9 Data Cleansing Activities Organizations Should Perform
It is very essential for organizations to maintain an updated database regularly through using effective data cleansing activities and know its benefits for business. This helps in ensuring that the contact with your customer is efficient and compliance standards are well maintained. The process of identifying the errors in the database and then rectifying those mistakes in the dataset is known as data cleansing or data scrubbing. Inaccurate data while cleaning the data means the data which is incomplete, incorrect, out of date or in a wrong format.
The goal of cleaning the data is to maintain good quality and clean database by creating a single customer view, which means that there should be only one record present in the database for a single customer containing all the required data.
However, since data is highly dynamic and gets old rather quickly, maintaining a clean database can prove to be a difficult task if you fail to do so regularly. Also, it may so happen that many businesses might have a different database which leads to storing data of a single person in multiple databases.

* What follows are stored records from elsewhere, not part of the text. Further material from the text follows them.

PR #409, opened 2019-02-20
TDM quick switch clone fix

Vam-Jam:
## Status
- **READY**

## Description
Fixes the quick switch bug by clearing menu's. The bug is caused by 'E' counting as a mouse click on the menu, so the respawn cmd would be called 2 times.

## Steps to Test or Reproduce

Load up TDM
Switch class by pressing E over the class menu


Vam-Jam:
It fixes the issue from what i've tested, if you press spam press e + mouse over the menu, it makes the clones since E sends a command to change class, and E also acts as a menu press, so it end's up sending 2 commands, so the clone is made.

Clearing the menu prevents this from happening, but im unsure if there are other ways to cause the clone bug to happen

Vam-Jam:
Okay, you are right, i re-tested with c# 'E' button spammer i made, it turns out it makes less clones before, but still made some, i got a different idea on how to prevent this.

Harrison-Miller:
Here's the fix, and I'm not sure why this tag wasn't used in the first place. In StandardRespawnCommand.as
```
bool canChangeClass(CBlob@ this, CBlob@ blob)
{
	if(blob.hasTag("switch class")) return false;

	Vec2f tl, br, _tl, _br;
	this.getShape().getBoundingRect(tl, br);
	blob.getShape().getBoundingRect(_tl, _br);
	return br.x > _tl.x
	       && br.y > _tl.y
	       && _br.x > tl.x
	       && _br.y > tl.y;

}
```
Change is to check the tag that is set.

I would also recommend modifying TentLogic.as to have the same changes as TDM_Ruins.as (isClient, MenuClear etc.)

Harrison-Miller:
The fix for this was merged internally. Closing PR now.

PR #418, opened 2019-02-22
Create steam_content_zh

zestybaby:


zestybaby:
Renamed, should have checked that better.

1bardesign:
Looks ok, at least, it's Chinese where there was English now 😅 do we have anyone who can review? I can throw it into google translate but I imagine I'll get google translate quality english out.

zestybaby:
Machine translators are always bad when it comes to Chinese and English due to massive differences between grammar. 

For reviewing this I think @Aristalia also speaks Chinese and capable of reviewing my stuff. This user has already pointed out some better suggestions in my game translation pull request.

1bardesign:
That would be excellent if you have time @Aristalia ! I am working on getting font-swapping support required for CJK and other language support in game now, would be awesome to get all these changes in Soon™

Aristalia:
I'll be on it to review more!

Aristalia:
@zestybaby is there an English original version of this that I could reference from?

zestybaby:
> @zestybaby is there an English original version of this that I could reference from?

https://github.com/transhumandesign/kag-base/blob/master/Locales/Steam/steam_content_en.txt

Issue #373, opened 2019-01-25
Quick change class with E (especially for TDM)


Orsovi:
Actually when you want to change class, you always have to open the contextual menu.
For noob players like me, when you're in rush (like a knight charging you in TDM and you're archer), you don't always have time to open the menu.

I propose to swap class with fast pressing on E (archer to knight and vice-versa for tdm and going around in CTF)

PR #419, opened 2019-02-23
Remove quick swap class from CTF

agassert:
## Status

**READY**

## Description

- Removes the quick swap class feature from CTF. 

Followup to issue #373 and PR #382.

## Rationale

- Current implementation breaks the expected flow for many experienced players
  - Many players press 'e' and expect the menu to appear regardless of cursor position (i.e. cursor doesn't have to be over the icon)
- Current implementation is not intuitive for new players
  - Mainly due to its not being consistent with the rest of KAG's UI interactions
- Feature was implemented without community feedback
  - Change is somewhat controversial and did not go through the normal vetting process for new features

I propose we leave the quick swap class feature out of CTF for the time being. We should get community feedback to see if the feature would be welcome. Voting in the #democracy channel of the official KAG Discord server seems like a good way to do this. If the feature gains significant support, alternative implementations that do not break the old flow (tap 'e' to bring up the class menu) should be discussed.

Quick swap class for TDM seems less controversial, so it was not touched in this PR (there are only two classes in TDM, so the class menu is less useful). More discussion needed.

## Steps to Test or Reproduce

Tap the use key ('e') while in front of a tent. The class change menu appears and the player's class is not quick-swapped.

### DIFF
--- a/Entities/Special/Tent/TentLogic.as
+++ b/Entities/Special/Tent/TentLogic.as
@@ -1,7 +1,6 @@
 // Tent logic
 
 #include "StandardRespawnCommand.as"
-#include "StandardControlsCommon.as"
 
 void onInit(CBlob@ this)
 {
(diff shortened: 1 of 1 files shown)


eps0003:
Instead of removing the code, you should have a variable at the top of the script so it can easily be re-enabled if need be.

Mazey:
@eps0003 what might make even more sense is to make quickswap an include

Harrison-Miller:
tbh don't see how making it an include makes it easier to enable or disable it. I think cycleClass is fine where it is for the most part...

Harrison-Miller:
Was resolved in another commit, with the above method.

PR #420, opened 2019-02-24
Shop keybinds

### LINKED ISSUE #240: [Feature Pitch] If you're standing next a shop, number keys buy items instead of emoting

eps0003:
## Status

**READY**

## Description

This adds the ability to buy items from shops by pressing a number key. The keybinds match shop buttons from left to right, top to bottom. This only works once you've clicked 'e' on a shop to prevent accidental purchases. If a shop has more than nine items (which none do at the moment), there will only be keybinds for the first nine items. This also works on the buildings which allow you to choose the shop you want.

Closes #240

## Steps to Test or Reproduce

Press 'e' on a shop and press a number key for the item you want

### DIFF
--- a/Entities/Common/Emotes/EmoteHotkeys.as
+++ b/Entities/Common/Emotes/EmoteHotkeys.as
@@ -18,6 +18,8 @@ void onInit(CBlob@ this)
 	this.getCurrentScript().runFlags |= Script::tick_myplayer;
 	this.getCurrentScript().removeIfTag = "dead";
 
+	this.addCommandID("prevent emotes");
+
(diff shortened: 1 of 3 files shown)


Harrison-Miller:
We should try and get this into the next testing session.

PR #427, opened 2019-02-25
Added admin red name toggle.

Shylie:
Red names default to off.

## Status

- **READY**

## Description

Adds the ability for an admin to toggle their red name, with the red defaulting to off. The goal of this PR is to help admins punish bad players-- a lot of said players quit being bad when an admin joins.

## Steps to Test or Reproduce

- as admin, type `!toggle redname` in chat. no message should send to other clients, and your name should toggle red / not red

### DIFF
--- a/Rules/CTF/gamemode.cfg
+++ b/Rules/CTF/gamemode.cfg
@@ -47,6 +47,7 @@ scripts                                           = KAG.as;
 													EmoteMenu.as;
 													TauntMenu.as;
 													BindingsMenu.as;
+													AdminRedToggle.as;
 
 # 1 day = X minutes; / 0 no cycle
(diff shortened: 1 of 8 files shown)


eps0003:
This should disable any special name colour so devs and guards can be hidden. 

I could see it being annoying to always enable the name colour of you always want it on. Maybe this should be a property in the autoconfig (default on, but toggling persists).

Harrison-Miller:
It doesn't have to be autoconfig. If you wanted to do this purely through scripts just add a new cfg and add it the autoupdate_ignore.cfg

Shylie:
I can add dev and guard color toggle if this proves to be effective.
However, joining with the color off is one of the main points of this change.

PR #435, opened 2019-02-28
Fixed camera jumping when zooming out while holding 'e' or 'c'

eps0003:
## Status

**READY**

## Description

If you zoom out from the closest zoom while holding 'e' or 'c', the camera instantly zooms out. I'm not sure why this is a thing... please let me know if this is important for anything.

## Steps to Test or Reproduce

1. Zoom in fully
2. Hold 'e' or 'c' (or press it while zooming out)
3. Zoom out


1bardesign:
No idea, it probably needs to be tested with buttons if that's the case. I seem to remember they didn't necessarily transition perfectly when zooming in-out so maybe you could end up clicking something you didn't mean to. Could have been fixed since this workaround was added.

Harrison-Miller:
I'm going to merge it we can test it as suggested by geti.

Therefore to reap the benefits of data cleansing, organizations should perform certain data cleansing activities explained below.
1. Import data
To the first start with your data cleansing activities, you need to have data at a single place. You need to import your dirty data from all the places that you have stored them in, such as Excel, CSV or text files.
2. Consolidate data
The next task should be to convert and merge the data from differently formatted sources like CSV, SQL, Excel, SAP, Salesforce, etc., into a single, common database.
3. Re-fill missing data
You need to identify the data where values are missing and then recreate the missing information as and when it is possible. These missing information can be anything like state, country, postal code, the area code for the phone, web address, email address, gender, salutation, etc.
4. Standardize data
Check the data that has been separated or updated in the database to make sure that the same type of data is present in each column and then combine the data. Through this task, you can make sure that the first name, last name, phone number, email address, etc., of your contact, are all present in their respective, pre-defined columns.
5. De-duplicate data
Duplicate data not only downgrade the quality of your database but it can also harm your reputation if you contact the same customer again and again because his entry was present more than once in the dataset. Therefore, you need to recognize potential duplicates and seek high matches for accuracy with tolerance for missing values, spelling mistakes or different address orders. For data that is critical for a mission, such results should be reviewed manually and then updated in the database accordingly.
6. Normalize data
This means that the data that is similar, for example, the salutation Miss, Ms., ms, should all be converted into Ms. Or the word street, st., St. should be converted into St. You should also convert telephone numbers into their standard Telstra format or any other way, as required. You should also check and change the web and email addresses wherever it has been provided and then reformat them as necessary.
7. Verify data
You should then verify to enrich the data. Validation of data against external as well as internal data sources for appending the information for adding values, that is, business contact can be verified against the yellow pages for verifying their current phone number and address. The same rule goes for several other fields including key contacts, geo-cords, profit, employee size, credit ratings, time zones, revenue, etc. which needs to be fetched for each company.
8. Export data
After you are done with cleaning the data you need to export it back to different formats like XML, PDF, SQL database, Excel, or other databases as required.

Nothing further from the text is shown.